According to the WP , Jiang's closed-door congressional meeting had
the same rather tempestuous atmosphere as did his press conference with Bill
Clinton earlier in the week. Jiang gave no quarter as he was asked by members
about forced abortions, harvesting of human organs from executed prisoners,
religious repression, foreign weapons sales, jamming U.S. broadcasts and his
country's takeover of Tibet. Several members presented Jiang with lists of
political and religious prisoners to be released. Sources tell the Post
that there was no discussion about allegations of Chinese illegal campaign
contributions during the last election cycle.
Jiang invited Newt Gingrich to Tibet and the WP says he replied by
saying he would hope Jiang would greet him there alongside the Dalai Lama. The
LAT front-page account of all this depicts Gingrich in a somewhat more
ironic light, quoting the Speaker as saying that in his discussions with Jiang,
he saw "no defense of dictatorship" of the sort the Soviets used to make. Yet
after the meeting, reports the Post , Jiang gave a defiant speech in
which he made no concessions about human rights in his country or Tibet.
Today's NYT Indonesian aid package lead fits the mold that so often
applies when the Times decides to lead with an international finance
story--not only is the story not anybody else's lead, but it doesn't even make
any other major's front page.
The top of the LAT front page features a large photo-and-graphic box
addressing the stepped-up rate of deportations by the INS of illegal
immigrants--last year about 111,000, an increase of about 60 percent over the
year before.

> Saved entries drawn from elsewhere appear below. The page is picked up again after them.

PR #562, opened 2023-03-24
Remove fixed filters and add infinite scroll indicator

rangoo94:
## Changes

- Make the filters scroll along with the entities list
- Move "Infinite Scroll" logic outside of the `GridItem` to the top level
   - Create `ScrollTarget` component that helps to perform that
- Add a loading icon as an indicator for loading the next entities

## Fixes

- https://github.com/kubeshop/testkube/issues/3025

## How to test it

- Scroll on "Tests" or "Test Suites" list

## screenshots

Zrzut ekranu 2023-03-24 o 13 01 06

## Checklist

- [x] tested locally
- [x] added new dependencies
- [ ] updated the docs
- [x] added a test


fivenp:
@rangoo94 – can we please also remove the stickiness from the title (there's no real benefit in having that sticky) and just make the whole container scrollable? :)

rangoo94:
> @rangoo94 – can we please also remove the stickiness from the title (there's no real benefit in having that sticky) and just make the whole container scrollable? :)

Thanks @fivenp, I will update the ticket and apply this change.

Additionally, @pavloburchak has requested the loading indicator to be bigger, and it makes sense, so will do it as well 👍

PR #575, opened 2023-04-04
Pavlo/git commit

pavloburchak:
This PR...

## Changes
- refactored all test creation and test edit logic
- https://github.com/kubeshop/testkube/issues/3583
- https://github.com/kubeshop/testkube/issues/3157

## Fixes

-

## How to test it

-

## screenshots

-

## Checklist

- [x] tested locally
- [ ] added new dependencies
- [ ] updated the docs
- [ ] added a test


package.json
```diff
@@ -57,6 +57,7 @@
     "json-server": "0.17.0",
     "less": "4.1.2",
     "log-update": "5.0.1",
+    "luxon": "^3.2.1",
```
rangoo94, line 60: Do you actually use `luxon` somewhere, or `package.json`/`package-lock.json` changes are not needed?

package.json
```diff
@@ -1,6 +1,6 @@
 {
   "name": "testkube-dashboard",
-  "version": "1.9.0",
+  "version": "1.10.4",
```
rangoo94, line 3: Should we update the version? if so, maybe it's better in a separate PR?

src/components/organisms/EntityList/EntityCreationModal/TestCreationForm/TestCreationForm.tsx
```diff
@@ -0,0 +1,183 @@
...
+        <FormItem
+          name="name"
+          label="Name"
+          rules={[required, k8sResourceNamePattern, k8sResourceNameMaxLength]}
+          required
+        >
+          <Input placeholder="e.g.: my-test" />
+        </FormItem>
+        <FormItem name="testType" label="Type" rules={[required]} required>
+          <Select placeholder="Select from available executors..." showSearch options={remappedExecutors} allowClear />
```
rangoo94, line 95: Do we want to `allowClear`?

src/components/organisms/EntityList/EntityCreationModal/TestCreationForm/TestCreationForm.tsx
```diff
@@ -0,0 +1,183 @@
...
+        </FormItem>
+        <FormItem
+          noStyle
+          shouldUpdate={(prevValues, currentValues) => prevValues.testSource !== currentValues.testSource}
+        >
+          {({getFieldValue}) => {
+            const selectedExecutor = executors.find((executor: Executor) =>
```
rangoo94, line 102: Maybe it's worth putting it on top, using the `form` variable and `useMemo`?

src/components/organisms/EntityList/EntityCreationModal/TestCreationForm/TestCreationForm.tsx
```diff
@@ -0,0 +1,183 @@
...
+            if (!selectedExecutor) {
+              return null;
+            }
+
+            const options = [
+              ...remappedCustomTestSources,
+              ...testSourceBaseOptions.filter(
+                option =>
+                  selectedExecutor.executor?.contentTypes?.includes(String(option.value)) ||
+                  !selectedExecutor.executor?.contentTypes?.length
```
rangoo94, line 115: Is that correct that when the executor doesn't specify types it should allow any? Makes sense for me, but I'd like to confirm.

src/components/organisms/EntityList/EntityCreationModal/TestCreationForm/TestCreationForm.tsx
```diff
@@ -0,0 +1,183 @@
...
+              ),
+            ];
+
+            return (
+              <FormItem rules={[required]} label="Source" name="testSource" required>
+                <Select placeholder="Select a source..." options={options} showSearch allowClear />
```
rangoo94, line 121: Should we `allowClear`?

src/components/organisms/EntityList/EntityCreationModal/TestCreationForm/TestCreationForm.tsx
```diff
@@ -0,0 +1,183 @@
...
+          noStyle
+          shouldUpdate={(prevValues, currentValues) => prevValues.testSource !== currentValues.testSource}
+        >
+          {({getFieldValue}) => {
+            const testSourceValue = getSourceFieldValue(getFieldValue);
+
+            const selectedExecutor = executors.find((executor: any) =>
+              executor.executor?.types?.includes(getFieldValue('testType'))
+            );
+            const executorType = selectedExecutor?.executor.meta?.iconURI;
```
rangoo94, line 136: If the `selectedExecutor` would be on top, this could be extracted as well

src/components/organisms/TestConfigurationForm/molecules/BranchCommitSwitcher.tsx
rangoo94, line 1: Instead of doing it this way, couldn't we rename field to `revision`? It would match both branch and commit, while Git commands are exactly the same to checkout this code

src/utils/executors.ts
```diff
@@ -0,0 +1,26 @@
...
+
+  executors.forEach(executorItem => {
+    const {
+      executor: {types, executorType},
+    } = executorItem;
+
+    if (types) {
+      types.forEach(type => {
+        array.push({label: type, value: type});
+      });
```
rangoo94, line 19: What do you think about i.e.:

```suggestion
      array.push(...types.map(type => ({label: type, value: type})));
```

And similarly below?

src/utils/sources.ts
```diff
@@ -0,0 +1,159 @@
...
+
+import {notificationCall} from '@molecules';
+
+const customGitSourceString = '$custom-git-';
+
+export const remapTestSources = (testSources: SourceWithRepository[]) => {
+  if (!testSources || !testSources.length) {
+    return [];
+  }
+
```
rangoo94, line 14: Based on the function definition, `testSources` is always an array, so this part could be omitted.

```suggestion
```

src/utils/sources.ts
```diff
@@ -0,0 +1,159 @@
...
+      secrets.tokenSecret = {};
+    } else if (!token.includes('*')) {
+      secrets.token = token;
+    }
+  }
+
+  if (username !== undefined) {
+    if (username === '') {
+      secrets.usernameSecret = {};
+    } else if (!username.includes('*')) {
```
rangoo94, line 65: What if someone actually puts `*` in a username or token - shouldn't it instead show a validation error?

src/components/organisms/EntityList/EntityCreationModal/TestCreationForm/TestCreationForm.tsx
pavloburchak: Yes, it is

src/components/organisms/EntityList/EntityCreationModal/TestCreationForm/TestCreationForm.tsx
pavloburchak: No particular reason to have to. Do you think it should be removed?

src/components/organisms/EntityList/EntityCreationModal/TestCreationForm/TestCreationForm.tsx
pavloburchak: Agree, will move it

src/components/organisms/EntityList/EntityCreationModal/TestCreationForm/TestCreationForm.tsx
rangoo94: I can't find a case where any User would need to clear it, and we will have to ensure that this works well. I would suggest disallowing clearing - it's always easier to maintain a feature that doesn't exist 😄

src/components/organisms/TestConfigurationForm/molecules/Revision.tsx
```diff
@@ -0,0 +1,34 @@
...
+      {({getFieldValue}) => {
+        const commit = getFieldValue('commit');
+
+        if (isFirst) {
+          setSwitcherValue(commit ? 'commit' : 'branch');
+        }
+
+        return (
+          <StyledFormSpace size={24} direction="vertical">
+            <RevisionSwitcher value={switcherValue} onChange={setSwitcherValue} />
```
rangoo94, line 25: By changing to `Revision`, I didn't mean component name - I meant, that we could get rid of `Commit`, `Branch`, and `RevisionSwitcher` and just have `Revision` - simple text input with `Git revision` label.

It doesn't matter whether the user will provide a branch name or commit hash. Git commands will operate on any:

```
git checkout main
git checkout HEAD
git checkout 23e55a1449cf0bcc4b8e6cd7fbcdfbd97d2e662c
```

src/components/organisms/EntityList/EntityCreationModal/TestCreationForm/TestCreationForm.tsx
```diff
@@ -0,0 +1,180 @@
...
+              ),
+            ];
+
+            return (
+              <FormItem rules={[required]} label="Source" name="testSource" required>
+                <Select placeholder="Select a source..." options={options} showSearch />
+              </FormItem>
+            );
+          }}
+        </FormItem>
```
rangoo94, line 125: I see that there is no `Branch/Commit`, which is in the edition. Should it be there?

src/components/organisms/TestConfigurationForm/molecules/Revision.tsx
rangoo94: Just tested, and for `commit` property at the moment you may pass either commit hash or branch name and it works, so it behave as `revision` would :)

src/components/organisms/TestConfigurationForm/molecules/RevisionSwitcher.tsx
rangoo94, line 1: Noticed here, but apply to many files - should the `organism` have these molecules? Shouldn't molecules be flattened to `src/components/molecules`?

rangoo94 (commented):
Looks like it will also solve https://github.com/kubeshop/testkube/issues/3410 afterwards

src/components/organisms/TestConfigurationForm/molecules/Revision.tsx
rangoo94: @vsukhin, what do you think about `revision` approach?

pavloburchak: Oh, I see. I am not sure about it. Probably need to discuss with the team

src/components/organisms/EntityList/EntityCreationModal/TestCreationForm/TestCreationForm.tsx
pavloburchak: Nope, for test creation it is only a branch. Possibility to select input a commit only available in edition

src/components/organisms/TestConfigurationForm/molecules/Path.tsx
```diff
@@ -0,0 +1,43 @@
...
+};
+
+const Path: React.FC<PathProps> = props => {
+  const {testType} = props;
+
+  return (
+    <FormItem
+      name="path"
+      label="Path"
+      rules={[required]}
```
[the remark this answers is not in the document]
pavloburchak: Yep, thanks

src/components/organisms/EntityList/EntityCreationModal/TestCreationForm/TestCreationForm.tsx
```diff
@@ -0,0 +1,180 @@
...
+              ...remappedCustomTestSources,
+              ...testSourceBaseOptions.filter(
+                option =>
+                  selectedExecutor.executor?.contentTypes?.includes(String(option.value)) ||
+                  !selectedExecutor.executor?.contentTypes?.length
+              ),
+            ];
+
+            return (
+              <FormItem rules={[required]} label="Source" name="testSource" required>
```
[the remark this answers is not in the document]
pavloburchak: Actually yes, it was present before. Quiestion is more about priority, when test is already have branch and path, what is more important to prefill, custom sources fields or test?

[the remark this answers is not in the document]
rangoo94: I think that the tests data should have a priority

src/utils/sources.ts
```diff
@@ -0,0 +1,157 @@
...
+};
+
+export const getCustomSourceField = (testSource: string, prevTestSource?: string) => {
+  const isCustomTestSource = testSource.includes(customGitSourceString);
+
+  return isCustomTestSource
+    ? {source: testSource.replace(customGitSourceString, '')}
+    : prevTestSource
+    ? {source: ''}
+    : {};
```
rangoo94, line 106: Probably in this case it could be always `source: ''`

rangoo94 (approved):

PR #577, opened 2023-04-05
external link component

pavloburchak:
This PR...

## Changes
- added External link component
- verify it is used in all places and behaviour it the same

## Fixes

-

## How to test it

-

## screenshots

-

## Checklist

- [ ] tested locally
- [ ] added new dependencies
- [ ] updated the docs
- [ ] added a test

### DIFF
--- a/src/components/molecules/EndpointModal/EndpointModal.tsx
+++ b/src/components/molecules/EndpointModal/EndpointModal.tsx
@@ -2,13 +2,15 @@ import React, {useContext, useEffect, useState} from 'react';
 
 import {Space} from 'antd';
 
+import {ExternalLink} from '@atoms';
+
 import {Button, Input, Modal, Text} from '@custom-antd';
+
+import {useApiEndpoint, useUpdateApiEndpoint} from '@services/apiEndpoint';
 
 import Colors from '@styles/Colors';
 
 import {MainContext} from '@contexts';
-
-import {useApiEndpoint, useUpdateApiEndpoint} from '@services/apiEndpoint';
 
 import notificationCall from '../Notification/Notification';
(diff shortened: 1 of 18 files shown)


src/components/molecules/EndpointModal/EndpointModal.tsx
```diff
@@ -59,13 +61,9 @@ const EndpointModal: React.FC<EndpointModalProps> = props => {
           <Text>
             We could not detect the right Testkube API endpoint for you. Please enter the API endpoint for your
             installation (e.g. from the output of the Testkube installer)&nbsp;
-            <a
-              href="https://kubeshop.github.io/testkube/UI/#ui-results-endpoint"
-              target="_blank"
-              rel="noopener noreferrer"
-            >
+            <ExternalLink href="https://kubeshop.github.io/testkube/UI/#ui-results-endpoint">
```
rangoo94, line 64: Missing `rel="noopener noreferrer"`

rangoo94 (approved):
I don't think that such component is needed (for me `<a target='_blank'>` is fine and simpler to customize), but if you prefer to use it instead of `a[target=_blank]` it's fine for me :)

src/components/molecules/EndpointModal/EndpointModal.tsx
pavloburchak: it is not needed here

pavloburchak:
> I don't think that such component is needed (for me `<a target='_blank'>` is fine and simpler to customize), but if you prefer to use it instead of `a[target=_blank]` it's fine for me :)

I would like to extend it in future. And for me it is just more intuitive to customise it

PR #585, opened 2023-04-17
fix: update styles to conform to Cloud more

rangoo94:
## Changes

- It changes few small styles, so the OSS styles and code will more match the Cloud one

## Fixes

- part of https://github.com/kubeshop/testkube/issues/3695

## How to test it

-

## screenshots

-

## Checklist

- [x] tested locally
- [ ] added new dependencies
- [ ] updated the docs
- [ ] added a test


rangoo94:
@fivenp, could you check if that's fine, or maybe should it be moved the other way around - from OSS to Cloud?

PR #591, opened 2023-04-18
chore: use PropsWithChildren instead of manually typing `children` property

rangoo94:
## Changes

- same as in Cloud

## Fixes

- Part of https://github.com/kubeshop/testkube/issues/3695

Of those removed, says the paper, 45% had criminal records.
The Wall Street Journal "Washington Wire" reports that today,
in the Halloween spirit, Republican leaders will unveil a "horror stories of
the IRS" web site.
A piece inside the WP about the use of songs by law enforcement
authorities in hostage situations notes that the music used at Waco against
David Koresh "was selected ad hoc from the personal cassettes of FBI agents."
There wasn't, according to the Post , exactly deep reasoning behind the
selections. "Nancy Sinatra's 'These Boots Were Made for Walking,' for instance,
was intended to get Koresh and others to walk out of the compound."
Back to that California Supreme Court decision about fetal injuries: if the
Court is consistent, shouldn't we also expect to see decisions allowing kids to
sue their moms for prenatal smoking, drinking, and drugging?